Technical Papers and Presentations

Cold season thunderstorms are a threat for wind turbines in several areas of the world because the thundercloud is much closer to the earth compared to warm season thunderstorms. As a consequence, the electric field between cloud and ground is much higher during these storms, triggering so-called upward lightning flashes. Wind turbines being tall and pointy grounded structures are particularly affected, since the electric field around the tip of the blades can be several orders of magnitude larger than the ambient electric field, sparking the initiation of frequent upward lightning strokes.

The Electrostatics physics interface (available in the AC/DC Module of the COMSOL Multiphysics^® simulation software) is used to calculate the electric field distribution at the tip of the wind turbine blades, which is input into the upward leader inception model developed by Becerra & Corray, in order to determine which wind turbines in a wind farm are most exposed to upward lightning during cold season thunderstorms. A multiparameter study, controlled via LiveLink™ for MATLAB^®

allows to evaluate the impact of the different parameters.
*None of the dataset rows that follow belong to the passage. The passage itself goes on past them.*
PR #281, opened 2023-04-28
Frank/iobuffer fixes

frankosterfeld:


RalphSteinhagen (approved):
Thanks for spotting and fixing this bug! :+1:

PR #284, opened 2023-05-04
Frank/core fixes

frankosterfeld:
Fixes for IoBuffer (my own regression, sort of), and URI

Maybe URI shouldn't store string_view members, but string-independent (pos, size) pairs to indicate the substrings, and create the string_view's in the getters. That'd make assignment simpler and more robust.

### DIFF
--- a/src/core/include/URI.hpp
+++ b/src/core/include/URI.hpp
@@ -98,6 +98,9 @@ public:
         if (this == &other) {
             return *this;
         }
+
+        const char *oldBegin = other._str.data();
+
         std::swap(_str, other._str);
         std::swap(_scheme, other._scheme);
         std::swap(_authority, other._authority);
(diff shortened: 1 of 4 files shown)


wirew0rm (approved):
Nice catches, thanks for the fixes and testcases. :+1:

src/core/include/URI.hpp
```diff
@@ -98,19 +98,35 @@ class URI {
         if (this == &other) {
             return *this;
         }
+
+        const char *oldBegin   = other._str.data();
+
+        auto        adjustView = [this, oldBegin](std::string_view &view) {
+            view = std::string_view(_str.data() + std::distance(oldBegin, view.data()), view.size());
```
wirew0rm, line 105: on a second thought, this should only be a problem for short strings, when the string is interned, right? Might be better to only do the adjust_view if `*oldBegin != this.str.data()`?

frankosterfeld: Yeah, I think it only triggers with SSO. Also was thinking about such a check, will do, and maybe also extend the test a little to test more getters.

wirew0rm (approved):
:+1:  perfect, thank you.

PR #287, opened 2023-05-05
Frank/message refactor

frankosterfeld:
Replace majordomo::MdpMessage usages with mdpMessage

Added sourceId for broker usage, changed serviceName back to std::string, as it is also used for the client source ID (for broker <-> worker communication).
The send/receive functionality and ZMQ MessageFrame have been moved to a "zmq" sublibrary, which majordomo (broker/worker) depends on, as well as parts of client/ (Client.hpp), but not the RestClient.


src/zmq/include/zmq/Message.hpp
RalphSteinhagen, line 1: This file -- if ensured that the functionally is fully replaced by the ZeroMQ-agnostic `mdp::Message` -- should be deleted.

RalphSteinhagen (changes requested):
For my part, everything looks good. :+1: 

I appreciate the changes made in the naming convention from `XXX_structname` to `XXX::structname`. 
We should ensure that the namespace/using definitions are not present in the root namespace, except for examples or end-user programs.

I have two questions/suggestions:

  1. the commits that are thematically related should be merged/squashed.
  2. it seems that the `src/zmq/include/zmq/Message.hpp` file is not being used, or at least not extensively. I believe it would be okay to delete it. We don't need to keep old code at this point.
  
  Other than that, this looks good and could be merged.

src/zmq/include/zmq/Message.hpp
frankosterfeld: This file now has the code that sends/receives mdp::Message, i.e. the zmq-specific code when dealing with mdp::Message in Broker/Worker/[Zmq]Client. I also kept the MessageFrame as there are cases where single frames instead of full messages are sent/received, mainly for subscription handling.

frankosterfeld:
> For my part, everything looks good. 👍
> 
> I appreciate the changes made in the naming convention from `XXX_structname` to `XXX::structname`. We should ensure that the namespace/using definitions are not present in the root namespace, except for examples or end-user programs.
> 
> I have two questions/suggestions:
> 
> 1. the commits that are thematically related should be merged/squashed.

I'd tend to squash everything when merging. In the history, there's a separation in porting broker/worker/clients, but the generic moving/renaming is crosscutting and maybe not deserving its own commit in the history. Also the restyle bot commits (whose results differ quite a bit from my local clang-format 14 results) would have to be applied commit by commit to make it clean.

> 2. it seems that the `src/zmq/include/zmq/Message.hpp` file is not being used, or at least not extensively. I believe it would be okay to delete it. We don't need to keep old code at this point.

See other comment, this is not the old Message class, but the free functions receiving/sending mdp::Messages, and the MessageFrame RAII type, used by some low-level usages that do not send/receive full messages (subscription handling).

> 
> Other than that, this looks good and could be merged.

PR #294, opened 2023-05-16
Minor build system fixes

vimpostor:
This fixes two small problems I noticed in the cmake build system:

- Fix `WARNING` usage inside `message()`. Previously `WARN` was used, which doesn't actually exist as a `message()` mode, so instead it was silently prefixed to the string argument.
- Avoid cherry-picking patches as a different user: Some people like to gpg-sign their commits by default. If we let cmake commit with a different user, this will cause the commit to fail, because no GPG key matches the foreign address. To fix this, instead just apply the patch without committing which is also more in line with how distros would usually patch software (i.e. using the equivalent of `patch -Np1`). This also simplifies that cmake code a bit, as we no longer need to set a git user to accomodate people that haven't configured a git user yet.

### DIFF
--- a/CMakeLists.txt
+++ b/CMakeLists.txt
@@ -30,7 +30,7 @@ elseif (EMSCRIPTEN)
     # clang does not work with stdlib++ ranges, we have to use libc++
     # add_compile_options(-stdlib=libc++)
     # add_link_options(-stdlib=libc++ -lc++abi)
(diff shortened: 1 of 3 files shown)


wirew0rm (approved):
Looks good, thanks. I didn't know about the no-commit flag for cherry-pick, that's indeed a lot cleaner especially if the IDE starts to reconfigure the project for multiple configurations in the background, thanks.

PR #297, opened 2023-05-30
REST - parse the requests body

ablepharus:
Read out request body.

- [x] the Content-Type is still not taken into account


src/majordomo/include/majordomo/RestBackend.hpp
```diff
@@ -611,6 +611,8 @@ struct RestBackend<Mode, VirtualFS, Roles...>::RestWorker {
 
         auto        uri = URI<>::factory();
         std::string bodyOverride;
+        std::string contentType;
+        int contentLength;
```
frankosterfeld, line 615: Initialize to 0?

wirew0rm:
will be solved by #300, thanks for pointing this out and fixing it!

wirew0rm (approved):
Thanks for the fix, looks good :+1:

Issue #243, opened 2022-12-06
[0pts] Fix starting and stopping threads in ThreadPool


ivan-cukic:
`.joinable()` is not a proper test to see whether a thread is finished or not.

Add a mechanism to check whether a thread is actually finished,
and destroy unused `jthread`s so that the following test passes:

```
TEST_CASE("ThreadPool: Thread count tests", "[ThreadPool][MinMaxThreads]") {
    struct bounds_def {
        std::uint32_t min, max;
    };
    std::array<bounds_def, 8> bounds{
        bounds_def{ 1, 1 },
        bounds_def{ 1, 2 },
        bounds_def{ 1, 4 },
        bounds_def{ 2, 2 },
        bounds_def{ 2, 4 },
        bounds_def{ 2, 8 },
        bounds_def{ 4, 4 },
        bounds_def{ 4, 8 },
    };

    for (const auto [minThreads, maxThreads] : bounds) {
        for (const auto taskCount : { 2, 4, 8, 16, 32 }) {
            fmt::print("## Test with min={} and max={} and taskCount={}\n", minThreads, maxThreads, taskCount);
            std::atomic<int> counter{ 0 };

            // Pool with min and max thread count
            opencmw::BasicThreadPool<opencmw::IO_BOUND> pool("count_test", minThreads, maxThreads);
            pool.waitUntilInitialised();

            for (int i = 0; i < taskCount; ++i) {
                pool.execute([&counter] {
                    std::this_thread::sleep_for(std::chrono::seconds(1));
                    std::atomic_fetch_add(&counter, 1);
                    counter.notify_all();
                });
            }
            REQUIRE(pool.numThreads() >= minThreads);
            REQUIRE(pool.numThreads() == std::min(std::uint32_t(taskCount), maxThreads));

            for (int i = 0; i < taskCount; ++i) {
                counter.wait(i);
                REQUIRE(pool.numThreads() >= minThreads);
                REQUIRE(pool.numThreads() <= maxThreads);
            }

            // We should have gotten back to minimum
            std::this_thread::sleep_for(std::chrono::seconds(1));
            REQUIRE(pool.numThreads() == minThreads);
            REQUIRE(counter == taskCount);
        }
    }
}
```

RalphSteinhagen:
fixed in graph-prototype by @wirew0rm 
  * https://github.com/fair-acc/graph-prototype/pull/67
  
 We should transfer this also to here (opencmw-cpp).

PR #298, opened 2023-06-01
Threadpool improvements

wirew0rm:
Backport of changes from graph prototype. See original issue:
https://github.com/fair-acc/graph-prototype/pull/67

Some noteworthy changes:
- emscripten compatibility: std::jthread -> std::thread, ranges usages
- fix race condition on thread shutdown
- fix https://github.com/fair-acc/opencmw-cpp/issues/243 (starting and stopping threads in ThreadPool)

Also enables execution of emscripten unittests via ctest and unbreak failing emscripten tests.

### DIFF
--- a/.github/workflows/build_cmake.yml
+++ b/.github/workflows/build_cmake.yml
@@ -80,9 +80,9 @@ jobs:
         git clone https://github.com/emscripten-core/emsdk.git
         cd emsdk
         # Download and install the latest SDK tools.
-        ./emsdk install 3.1.30 # latest = 3.1.32
+        ./emsdk install releases-03ecb526947f6a3702a0d083083799fe410d3893-64bit
         # Make the "latest" SDK "active" for the current user. (writes .emscripten file)
-        ./emsdk activate 3.1.30
+        ./emsdk activate releases-03ecb526947f6a3702a0d083083799fe410d3893-64bit
         # Activate PATH and other environment variables in the current terminal
         source ./emsdk_env.sh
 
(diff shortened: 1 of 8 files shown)


RalphSteinhagen (approved):
Linked to https://github.com/fair-acc/graph-prototype/pull/67

Thanks for enabling the WASM test work and following up on the ThreadPool adjustments. Nice!

wirew0rm:
Added `-fprofile-update=atomic` to the coverage compiler options, see documentation: https://gcc.gnu.org/onlinedocs/gcc-9.3.0/gcc/Instrumentation-Options.html, to prevent the problem of negative coverage line hits due to concurrent coverage counter updates as described in the issue linked from the error message: 
```
 gcovr.gcov_parser.NegativeHits: Got negative hit value in gcov line 'branch  1 taken -1' caused by a bug in gcov tool, see https://gcc.gnu.org/bugzilla/show_bug.cgi?id=68080. Use option --gcov-ignore-parse-errors with a value of negative_hits.warn, or negative_hits.warn_one.
```
https://github.com/fair-acc/opencmw-cpp/actions/runs/5142318355/jobs/9257131141#step:14:1360

Since this is not deterministic, I'm not completely sure that this will fix the issue. According to the documentation it gcc should automatically select `atomic` if `-lpthread` is used, but is not completely clear about whether this applies generally or only for `-fprofile-update=maybe-atomic`. If it reoccurs in the future the other possible problem would be unjoined threads which break coverage.

PR #302, opened 2023-06-23
cmake: bump fmt to 10.0.0

wirew0rm:
Bumps fmt to the 10.0.0 release to be on the same version as `graph-prototype`.


RalphSteinhagen (approved):
Thanks for following this up and bumping the fmt version! This looks good and should keep the compatibility and minimise ABI friction between OpenCMW and graph-prototype!

Well done! :+1:

PR #312, opened 2023-07-07
Client context emscripten support

wirew0rm:
PR just to trigger the CI, to see whether the emscripten errors are fixed and it can be incorporated into #300. I also added a small dns_example binary to be able to test the emscripten client against a native dns service which is not easily possible in the current testing framework.


wirew0rm:
this PR was never expected to be merged and is incorporated into #300 which has since been merged

PR #323, opened 2023-10-20
Fix subscription topic handling

frankosterfeld:
- Ensure that a client subscription "/service?a=b" arrives in the worker as such, and not as "/service".
 - Ensure that clients subscriptions "/service?a&b" and "/service?b&a" are treated the same, i.e. that the params are sorted alphabetically when passed to ZMQ.


wirew0rm (approved):
Looks good :+1: 

Note: applied the restyled changes

PR #324, opened 2023-10-23
Make sure we don't fail on double patching mpunits

ivan-cukic:
CMake has an issue of sometimes trying to apply the same PATH_COMMAND twice. [1] This patch adds a workaround to make sure git apply doesn't fail.

https://gitlab.kitware.com/cmake/cmake/-/issues/21146


RalphSteinhagen (approved):
:+1:  lgtm providing the CI passes.

PR #1, opened 2020-04-14
pandas.DataFrame.ix is deprecated.

NTedjosantoso:
An AttributError 'DataFrame' object has no attribute 'ix' comes up if a real turbine power curve from windpower.Turbinelibrary is used for the simulation. (as in example 3.05d)

As of pandas 1.0 it is no longer possible to use pandas.DataFrame.ix.
Changing .ix to .loc within the code seems to be enough to fix the problem.


dsryberg:
Hey @NTedjosantoso, thanks for finding this!

PR #21, opened 2020-05-31
Update _powerCurveConvoluter.py

nicholastedjosantoso:
Hi. I found that a small change to the code is necessary. Otherwise it is not possible with the current version of pandas (Version 1.0 in my case) to convolute a real power curve from the turbine database. 

Removing np.array (row 11 of this code) seems to be enough to fix the problem.

Minimal example code to reproduce the problem:

from reskit import windpower
windpower.convolutePowerCurveByGuassian('N117_Delta')

Hope this can help :)


nicholastedjosantoso:
Sorry i used wrong account. I will resubmit the pull request

PR #23, opened 2020-06-08
DOCStrings

nlandwehrfzj:


sevberg:
Hey @nlandwehrfzj , 

I'm not sure this is right since none of these commits are dealing with DocStrings. Can you please double-check?

nlandwehrfzj:
I think the problem was that I did not send a pull request for my restruct branch, but for the master branch. I have send you a new pull request with my restruct branch. Could you check if you received that pull request? :)

PR #167, opened 2025-07-11
92 simplify and update offshore cost model

mstargardt:
Added function to scale offshore wind power plants CapEx depending on wind speed, distance to the coastline and water depth


mstargardt:
wasnt ready yet

Issue #177, opened 2025-08-07
Add DAC workflow to RESKit


phil-fzj:
Add the DAC workflow from @H-Wenzel to RESKit. It also relies on weather data from ERA5. This way we have a standardized output format.

PR #183, opened 2025-08-25
182 add air cooling workflow

### LINKED ISSUE #182: Add Air Cooling Workflow to RESKit
Add a workflow which generates timeseries data for air cooling systems depending on the ambient air temperature

H-Wenzel:
added air cooling & heat pump workflows - additionally corrected bug in DAC workflow

closes #182


reskit/dac/workflows/dac_workflow_manager.py
```diff
@@ -0,0 +1,329 @@
...
+            "conversion_factor_heat": "MWh_heat/t_CO2",
+            "conversion_factor_water": "t_H2O/t_CO2",
+            "CO2_output": "t_CO2",
+            "H2O_output": "t_H2O",
+            "electricity_input": "MWh_el",
+            "heat_input": "MWh_heat",
+        }
+        self.units = OrderedDict(units)
+
+    def calculate_relative_humidity(self):
```
chrisjwin: As a small remark as discussed with @phil-fzj : It might be good to outsource this very general function directly to the Weather Source class to make it available also for other modules/workflow managers who might deal with humidity.

chrisjwin (changes requested):
minor outsourcing of rel humidity suggested

reskit/dac/workflows/dac_workflow_manager.py
H-Wenzel: I have outsourced it into the utils, since there were already similar functions. See #177

chrisjwin: I wonder why this was not integrated into the weather stuff from the beginning, but the main point is that it should be outside of the DAC and available to other modules, plus it aligns with similar functions in this folder so fine with me! fyi @phil-fzj

chrisjwin (approved):

reskit/cooling_heating/workflows/cooling_heating_workflow_manager.py
```diff
@@ -0,0 +1,390 @@
...
+        # set the units of an air cooling system:
+        units = {
+            "capacity": "kW_th",
+            "capacity_factor": "-",
+            "conversion_factor_electricity": "kWh_el/kWh_th",
+            "conversion_factor_fan_electricity": "kWh_el/kWh_th",
+            "conversion_factor_pump_electricity": "kWh_el/kWh_th",
+            "electricity_input": "kWh_el",
+            "electricity_input_fan": "kWh_el",
+            "electricity_input:pump": "kWh_el",
```
phil-fzj: why is there a colon before "pump"

reskit/cooling_heating/workflows/cooling_heating_workflow_manager.py
```diff
@@ -0,0 +1,390 @@
...
+
+        # Air Cooler Cost stays the same in any case:
+        alpha = 1.135  # kW/(m2K) [2]
+        A = 1 / (alpha * heatTransferDelta)  # needed A-frame size for 1 kW of cooling
+        CAPEXAC = 2.8 * 156000 * (A / 200) ** 0.89  # [1]
+
+        CAPEXDesign = CAPEXFanDesign + CAPEXPumpDesign + CAPEXAC
+        CAPEX = CAPEXFan + CAPEXPump + CAPEXAC
+
+        self.sim_data["capacity_factor"] = CAPEXDesign / CAPEX
```
phil-fzj: i am a little confused with the definition of "capacity_factor" that you applied here.
Inside reskit and i think also in general the capacity factor is the ratio of electrical energy output (time-dependent) to the maximum electrical energy output or the nominal capacity.

i would not call this capacity factor. I see where this i coming from but i think its quite confusing to have a time-dependent capex which is used to determine a capacity factor. This needs a little more explanation

reskit/cooling_heating/workflows/cooling_heating_workflow_manager.py
```diff
@@ -0,0 +1,390 @@
...
+        self.sim_data["conversion_factor_electricity"] = (
+            -1 / self.sim_data["COP"]
+        )  # kWhel/kWhth
+
+        # set the units of an air source heat pump:
+        units = {
+            "capacity": "kW_th",
+            "conversion_factor_electricity": "kWh_el/kWh_th",
+            "electricity_input": "kWh_el",
+        }
```
phil-fzj: missing unit for COP

phil-fzj (changes requested):
minor feedback. otherwise looks good to me!

reskit/cooling_heating/workflows/cooling_heating_workflow_manager.py
```diff
@@ -0,0 +1,425 @@
...
+                    1,
+                ],
+            ]
+        ).T  # density in kg/m3
+        self.airData = pd.DataFrame(
+            index=[-30, -20, -10, 0, 10, 20, 30, 40, 50, 60, 70, 80],
+            data=airData,
+            columns=["cp", "density"],
+        )  # index referes to ambient air temperature
+
```
phil-fzj, line 87: why is this in the init? (its only used by 1 of 2 workflows)
Is this something where we expect that other workflows might need it too?

phil-fzj (commented):
looks good to me. 
Only one mior question left. Afterwards we can merge

reskit/cooling_heating/workflows/cooling_heating_workflow_manager.py
H-Wenzel: exactly. I suppose other cooling workflows which will be added in the future, like evaporative cooling, might also need this data

phil-fzj (changes requested):
looks good. ready to merge

phil-fzj (approved):
looks good. ready to merge

PR #184, opened 2025-09-01
Air cooling capacity factor

H-Wenzel:
Corrected the calculation of the capacity factor to include reductions of the capacity between the design temperature and the maximum operating temperature.


phil-fzj (approved):
looks good to me.

PR #187, opened 2025-09-08
186 scale windspeed

chrisjwin:
Allows alternative wind speed scaling from reference to hub height via long-run-average shear slopes. Also correctly represents influence of planetary boundary layer now under all cases of planetary boundary layer height constellations. Outsources several functions and adds tests.


phil-fzj (approved):
looks good

PR #200, opened 2025-11-18
Version used for wind workflow publication

phil-fzj:
add changes that were not pushed previously:
- add more robust handling of new ws extrapolation
- fix bug with loading power curves from folder path


phil-fzj:
adapted test values for wind workflow and wind_config due to updated ws and cf correction files

phil-fzj:
this PR also updates the version number to 0.4.3 so that we have a release on zenodo with a DOI.

reskit/wind/core/data/ws_correction_factors_PSDW2025.yaml
```diff
@@ -1,250 +1,390 @@
...
+  35.7-35.8: .nan
+  35.8-35.9: .nan
+  35.9-36.0: .nan
+  36.0-36.1: .nan
+  36.1-36.2: .nan
+  36.2-36.3: .nan
+  36.3-36.4: .nan
+  36.4-36.5: 0.294627913325717
+  36.5-36.6: .nan
+  36.6-36.7: .nan
```
julian-belina: Are nan values expected in this file?

julian-belina (approved):
Looks good to me otherwise

reskit/wind/core/data/ws_correction_factors_PSDW2025.yaml
phil-fzj: no good catch. i fixed that. the values should have stopped at 32 m/s

Issue #210, opened 2025-11-26
add workflows for evaporative cooling systems


H-Wenzel:
The idea is to expand the cooling_heating module to also enable simulation of evaporative cooling systems. The calculations for this come from @BernhardWortmann and are already existing but need to be translated to python and integrated to RESKit

H-Wenzel:
Translated evaporative cooling model from Julia to Python and integrated it into RESKit as a cooling_heating workflow.
The workflow is finished and can calculate the water demand of an evaporative cooling tower under varying weather conditions. 
Branch [#210](https://github.com/FZJ-IEK3-VSA/RESKit/tree/210-add_evaporative_cooling_wf)

- [x] Translate model from Julia to Python
- [x] Integrate WF into RESKit
- [x] Write Tests

PR #213, opened 2025-11-27
210 add evaporative cooling wf

H-Wenzel:
Added evaporative cooling system workflow of @BernhardWortmann to RESKit. 
#210


phil-fzj (approved):
Looks good!

PR #221, opened 2026-01-08
solve issue#115 make ERA5 reading compatible with u and v

### LINKED ISSUE #115: process u and v of wind speed on the fly
process u and v of wind speed on the fly within RESKit so that we don´t necessarily do a preprocessing step on the ERA5 data
This issue was originally created by: @phil-fzj

shuying-chen-fzj:
By using this new development, when users specify to read "elevated_wind_speed" in wf.read(variables), wf first searches variable ws100, if it exists, then the reading process is done. If not, wf tries to read u and v and compute wind speed to be the "elevated_wind_speed" in the data part of wf. This function works for all the wind speed variables: "elevated_wind_speed", "surface_wind_speed", "wind_speed_at_100m", "wind_speed_at_10m", i.e., first try read precomputed ws<X>m, if doesn't work then try to read u and v to be the target wind speed.

I have tested, when giving a ERA5 directory containing ws100, or ws100 + u + v, or u + v. The codes passed the test. Of course, neither ws100 nor both u100 and v100 would raise an error.


phil-fzj (changes requested):
Thanks! 
You mention that you have manually tested you code.
It would be great, if you could add an actual test for this in reskit.
E.g. one that checks if the outputs are the same when using the precomputed wind speed against the case where this is calculated from the u and v component directly in reskit:

shuying-chen-fzj:
A new test has been added to check if the loaded wind speed, calculated (on the fly) based on its u and v components, is correct at mean and an example test point values. A comparison to the other pre-calculated wind speed shows almost no difference (difference occurs at the 4th digital after the decimal, understandable given the data accuracy) when using this wind speed reading based on u and v. Please review the pull request again with new commits included.

phil-fzj (approved):
Thank you Shuying!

The model is created with the elevation profile and wind turbine location of a real wind power plant. Historical meteorological data on the thunderstorms in the area, such as the wind direction and the height of the charge in the cloud, are used as input for the model. Elevation and wind turbines are modeled as grounded 3D surface objects. The cloud is simulated as a potential surface which approaches the wind farm from a certain direction and at certain height depending on the meteorological parameters. The electric potential of the cloud is adjusted from the minimum lightning trigger voltage to the maximum expected electric potential at site. With this methodology, discharge patterns during cold season thunderstorms can be reproduced for any location in the world even before the wind power plant is constructed. This provides the opportunity to predict which of the wind turbines in a wind power plant would be most affected by upward lightning flashes. This information can be used to adapt the lightning protection in the turbine, to adjust the maintenance schedules for the wind farm or to identify the turbines which are most relevant for on-site lightning measurements.

The simulated lightning distribution is compared to measured lightning location system data and a good correlation between simulation and field data is achieved.